Aim of the exercise - The expected response is the full set of records, unchanged.

+---+

PR #9839, opened 2024-08-19
Adopt WopiStorage::uploadLocalFileToStorageAsync() to ConnectFailCallback

sgothel:
Change-Id: I65ee775c584317d6dff720d009de8fe9874bfc8c

### Summary

Commit f6ce37b579c1753e61a71788a78bb25d5d60eb1d created the change and regression,
master branch failed to compile

PR #9841, opened 2024-08-19
Fix build in clang

eszkadev:
Some older PR was not compatible.

There was old check of success introduced in
commit 76fded3ef0065a04753422ba8b2910802943efcb
wsd: check for asyncRequest success for uploading

but in the meantime we have new callback for connection
fail what requires change from us:

commit f6ce37b579c1753e61a71788a78bb25d5d60eb1d
hook Session::asyncRequest up to use net::asyncConnect
calls _onConnectFail on async connect fail instead of returning false on
sync connect fail

So let's not use scoped callback trigger but rather do it manually
on returns and in the fail callback. Successfull one is already
done this way. Notice: on success we were firing it two times:
on Running state and Complete. Running doesn't happen if we fail
on connection...

### DIFF
--- a/wsd/wopi/WopiStorage.cpp
+++ b/wsd/wopi/WopiStorage.cpp
@@ -624,18 +624,13 @@ void WopiStorage::uploadLocalFileToStorageAsync(const Authorization& auth, LockC
 
     // TODO: Check if this URI has write permission (canWrite = true)
 
-    // Always invoke the callback with the result of the async upload.
-    ScopedInvokeAsyncRequestCallback<AsyncUploadCallback, StorageBase::AsyncUpload>
-        scopedInvokeCallback(
-            asyncUploadCallback,
-            StorageBase::AsyncUpload(
-                StorageBase::AsyncUpload::State::Error,
-                StorageBase::UploadResult(StorageBase::UploadResult::Result::FAILED)));
-
     //TODO: replace with state machine.
     if (_uploadHttpSession)
     {
         LOG_WRN("Upload is already in progress.");
+        asyncUploadCallback(
+            AsyncUpload(AsyncUpload::State::Error,
+                UploadResult(UploadResult::Result::FAILED, "Already in progress.")));
         return;
     }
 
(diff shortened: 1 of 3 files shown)


caolanm (approved):
seeing as we're not currently building, lets get this in and if we need to adjust further lets do that on a usable build

wsd/wopi/WopiStorage.cpp
```diff
@@ -784,12 +779,14 @@ void WopiStorage::uploadLocalFileToStorageAsync(const Authorization& auth, LockC
...
+            asyncUploadCallback(AsyncUpload(AsyncUpload::State::Error,
+                            UploadResult(UploadResult::Result::FAILED, "Connection failed.")));
+        });
+
         // Make the request.
-        if (_uploadHttpSession->asyncRequest(httpRequest, socketPoll))
-        {
-            scopedInvokeCallback.setArg(
-                AsyncUpload(AsyncUpload::State::Running, UploadResult(UploadResult::Result::OK)));
-        }
```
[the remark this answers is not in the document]
sgothel: so this will be re-added by .. ?
guess I shelf my patch then and rebase my other work. OK.

wsd/wopi/WopiStorage.cpp
```diff
@@ -784,12 +779,14 @@ void WopiStorage::uploadLocalFileToStorageAsync(const Authorization& auth, LockC
...
+        _uploadHttpSession->asyncRequest(httpRequest, socketPoll);
```
sgothel, line 789: Should happen before line 789 .. (who?)

// Notify client via callback that the request is in progress...
asyncUploadCallback(
            AsyncUpload(AsyncUpload::State::Running, UploadResult(UploadResult::Result::OK)));

caolanm: Yes, seeing as there is the near duplicate alt pr of https://github.com/CollaboraOnline/online/pull/9839 but that retains the "State:Running" case, let me rebase and reuse that to reintroduce this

+---+

Your response -
PR #9839, opened 2024-08-19
Adopt WopiStorage::uploadLocalFileToStorageAsync() to ConnectFailCallback

sgothel:
Change-Id: I65ee775c584317d6dff720d009de8fe9874bfc8c

### Summary

Commit f6ce37b579c1753e61a71788a78bb25d5d60eb1d created the change and regression,
master branch failed to compile

PR #9841, opened 2024-08-19
Fix build in clang

eszkadev:
Some older PR was not compatible.

There was old check of success introduced in
commit 76fded3ef0065a04753422ba8b2910802943efcb
wsd: check for asyncRequest success for uploading

but in the meantime we have new callback for connection
fail what requires change from us:

commit f6ce37b579c1753e61a71788a78bb25d5d60eb1d
hook Session::asyncRequest up to use net::asyncConnect
calls _onConnectFail on async connect fail instead of returning false on
sync connect fail

So let's not use scoped callback trigger but rather do it manually
on returns and in the fail callback. Successfull one is already
done this way. Notice: on success we were firing it two times:
on Running state and Complete. Running doesn't happen if we fail
on connection...

### DIFF
--- a/wsd/wopi/WopiStorage.cpp
+++ b/wsd/wopi/WopiStorage.cpp
@@ -624,18 +624,13 @@ void WopiStorage::uploadLocalFileToStorageAsync(const Authorization& auth, LockC
 
     // TODO: Check if this URI has write permission (canWrite = true)
 
-    // Always invoke the callback with the result of the async upload.
-    ScopedInvokeAsyncRequestCallback<AsyncUploadCallback, StorageBase::AsyncUpload>
-        scopedInvokeCallback(
-            asyncUploadCallback,
-            StorageBase::AsyncUpload(
-                StorageBase::AsyncUpload::State::Error,
-                StorageBase::UploadResult(StorageBase::UploadResult::Result::FAILED)));
-
     //TODO: replace with state machine.
     if (_uploadHttpSession)
     {
         LOG_WRN("Upload is already in progress.");
+        asyncUploadCallback(
+            AsyncUpload(AsyncUpload::State::Error,
+                UploadResult(UploadResult::Result::FAILED, "Already in progress.")));
         return;
     }
 
(diff shortened: 1 of 3 files shown)


caolanm (approved):
seeing as we're not currently building, lets get this in and if we need to adjust further lets do that on a usable build

wsd/wopi/WopiStorage.cpp
```diff
@@ -784,12 +779,14 @@ void WopiStorage::uploadLocalFileToStorageAsync(const Authorization& auth, LockC
...
+            asyncUploadCallback(AsyncUpload(AsyncUpload::State::Error,
+                            UploadResult(UploadResult::Result::FAILED, "Connection failed.")));
+        });
+
         // Make the request.
-        if (_uploadHttpSession->asyncRequest(httpRequest, socketPoll))
-        {
-            scopedInvokeCallback.setArg(
-                AsyncUpload(AsyncUpload::State::Running, UploadResult(UploadResult::Result::OK)));
-        }
```
[the remark this answers is not in the document]
sgothel: so this will be re-added by .. ?
guess I shelf my patch then and rebase my other work. OK.

wsd/wopi/WopiStorage.cpp
```diff
@@ -784,12 +779,14 @@ void WopiStorage::uploadLocalFileToStorageAsync(const Authorization& auth, LockC
...
+        _uploadHttpSession->asyncRequest(httpRequest, socketPoll);
```
sgothel, line 789: Should happen before line 789 .. (who?)

// Notify client via callback that the request is in progress...
asyncUploadCallback(
            AsyncUpload(AsyncUpload::State::Running, UploadResult(UploadResult::Result::OK)));

caolanm: Yes, seeing as there is the near duplicate alt pr of https://github.com/CollaboraOnline/online/pull/9839 but that retains the "State:Running" case, let me rebase and reuse that to reintroduce this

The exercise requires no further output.